Factor by Decomposition Calculator

Calculator inputs

Enter integer coefficients for the trinomial ax² + bx + c. Results appear above this form after submission.

Example data table

Expression	a × c	Split numbers	Factor form
2x² + 7x + 3	6	6 and 1	(2x + 1)(x + 3)
3x² - x - 2	-6	2 and -3	(3x + 2)(x - 1)
x² + 10x + 25	25	5 and 5	(x + 5)(x + 5)

Formula used

For a quadratic trinomial ax² + bx + c, decomposition looks for two integers m and n such that:

m + n = b
m × n = a × c

After finding the pair, rewrite the middle term and factor by grouping:

ax² + bx + c = ax² + mx + nx + c

= (ax² + mx) + (nx + c)

= common factor from each group

= final product of two linear factors

The calculator also uses the discriminant b² - 4ac to report roots and graph behavior.

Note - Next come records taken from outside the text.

PR #166, opened 2019-09-05
cst: Fix build for target recipe and limit dpdk to imx alone

kraj:
gen_keys when cross-built can not execute on build host
so better to depend on native version and call out native gen_keys
binary

Fixes
TOPDIR/build/tmp/work/mips32r2-yoe-linux/cst/git-r0/temp/run.do_install.29171: line 111: ./gen_keys: cannot execute binary file: Exec format error
WARNING: TOPDIR/build/tmp/work/mips32r2-yoe-linux/cst/git-r0/temp/run.do_install.29171:1 exit 126 from './gen_keys 1024'


kraj:
ping^1

PR #173, opened 2019-09-23
imx7ulpevk.conf: Fix MACHINEOVERRIDES order

thochstein:
Setting the SOC family and the SOC in MACHINEOVERRIDES after
tune-cortexa7.inc has updated MACHINEOVERRIDES causes the tuning
overrides to have higher priority than the SOC overrides, which
is wrong.


otavio:
What problem does this solve?

thochstein:
Not sure of the exact manifestation, fix was some time ago.

I guess I can at least give a general description, that any variable with a more-specific SOC override would incorrectly be overridden by a less-specific _imx override. You want me to add that to the commit message?

otavio:
Yes, please.

PR #175, opened 2019-09-23
imx7ulpevk.conf: Fix MACHINEOVERRIDES order

thochstein:
The exact manifestation that uncovered this problem was not recorded.
Generally speaking, a recipe misconfiguration was occurring due to an
incorrect variable value, caused by incorrectly choosing the _imx
override of the variable instead of the SOC override.

This is fixed by setting the SOC family and the SOC in MACHINEOVERRIDES
before including tune-cortexa7.inc.

### DIFF
--- a/conf/machine/imx7ulpevk.conf
+++ b/conf/machine/imx7ulpevk.conf
@@ -4,12 +4,12 @@
 #@DESCRIPTION: Machine configuration for NXP i.MX7ULP EVK
 #@MAINTAINER: Lauren Post <Lauren.Post@nxp.com>
 
+MACHINEOVERRIDES =. "mx7:mx7ulp:"
+
 require conf/machine/include/imx-base.inc
 require conf/machine/include/tune-cortexa7.inc
 
 MACHINE_FEATURES += " pci wifi bluetooth qca9377"
-
-MACHINEOVERRIDES =. "mx7:mx7ulp:"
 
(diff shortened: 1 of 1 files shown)


otavio:
@thochstein we need consistency. 

I am not aware of issues related to this so until we have a know problem, I am not accepting this.

thochstein:
Here's the incorrect value of `MACHINEOVERRIDES` with the current implementation:

`use-fsl-bsp:mx7:imxfbdev:imxpxp:imxgpu:imxgpu2d:imxgpu3d:mx7ulp:armv7ve:imx:imx7ulpevk`

`armv7ve` and `imx` should never have priority over any of `mx7:imxfbdev:imxpxp:imxgpu:imxgpu2d:imxgpu3d:mx7ulp`, correct? Here's the corrected value with my patch:

`use-fsl-bsp:armv7ve:imx:mx7:imxfbdev:imxpxp:imxgpu:imxgpu2d:imxgpu3d:mx7ulp:imx7ulpevk`

Are you saying that this obvious error in the variable order is not enough to fix it?

otavio:
No, I am fine in fixing this but not without a reason.

In any case, this must **first** be fixed on **master** and then do a backport. I am closing this as a new PR based on the master merged changes will be needed.

otavio:
Please do a cherry-pick and send a new PR.

otavio:
Please use `git cherry-pick -x`.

How to use this calculator

Enter the integer values of a, b, and c for your quadratic trinomial.
Click Factor Now to run the decomposition method.
Read the factor form, split numbers, discriminant, roots, and vertex.
Follow the step list to see how the middle term was decomposed.
Use the CSV or PDF buttons to save the final result and summary table.
Inspect the Plotly graph to connect the algebraic factor form with the parabola.

Frequently asked questions

1. What does factor by decomposition mean?

It means splitting the middle term of a quadratic into two parts. Those parts must add to b and multiply to a×c. Then you factor by grouping.

2. Does this calculator accept decimals?

No. This version is designed for whole-number coefficients because standard decomposition in school algebra usually uses integer pairs and integer grouping steps.

3. What if no split numbers are found?

Then the trinomial is not factorable by integer decomposition. The calculator still reports the discriminant, roots when real, and a graph of the parabola.

4. Why does the calculator show a greatest common factor first?

Factoring out the greatest common factor simplifies the trinomial. That makes the decomposition step cleaner and produces a more complete final factorization.

5. Can it handle perfect-square trinomials?

Yes. If the trinomial is a perfect square, the decomposition pair leads to identical linear factors, such as (x + 5)(x + 5).

6. Why are the roots included?

Roots show where the parabola crosses the x-axis. They help verify the factors because each linear factor becomes zero at one root.

7. What does the graph add to the result?

The graph shows the parabola, vertex, and real x-intercepts when they exist. It helps you connect symbolic factoring with the shape of the function.

8. Can I use the exported file in class notes?

Yes. The CSV is useful for tabular records, and the PDF works well for study notes, homework review, or printed examples.